PR #13504, opened 2018-09-29
Avoid creating any archive tables for future dates

sgiehl:
Under certain circumstances Archiving might create empty `archive_numeric` tables for future dates:
- `enable_browser_archiving_triggering` is set to `0`
- requesting a date range in the future. e.g. something like `&period=range&date=2018-01-01,2019-09-29`

### DIFF
--- a/core/DataAccess/ArchiveSelector.php
+++ b/core/DataAccess/ArchiveSelector.php
@@ -166,6 +166,9 @@ class ArchiveSelector
         $monthToPeriods = array();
------
§ TASK REQUIREMENTS:
Copy out the full material exactly as it appears.

§ WRITTEN SOLUTION:
PR #13504, opened 2018-09-29
Avoid creating any archive tables for future dates

sgiehl:
Under certain circumstances Archiving might create empty `archive_numeric` tables for future dates:
- `enable_browser_archiving_triggering` is set to `0`
- requesting a date range in the future. e.g. something like `&period=range&date=2018-01-01,2019-09-29`

### DIFF
--- a/core/DataAccess/ArchiveSelector.php
+++ b/core/DataAccess/ArchiveSelector.php
@@ -166,6 +166,9 @@ class ArchiveSelector
         $monthToPeriods = array();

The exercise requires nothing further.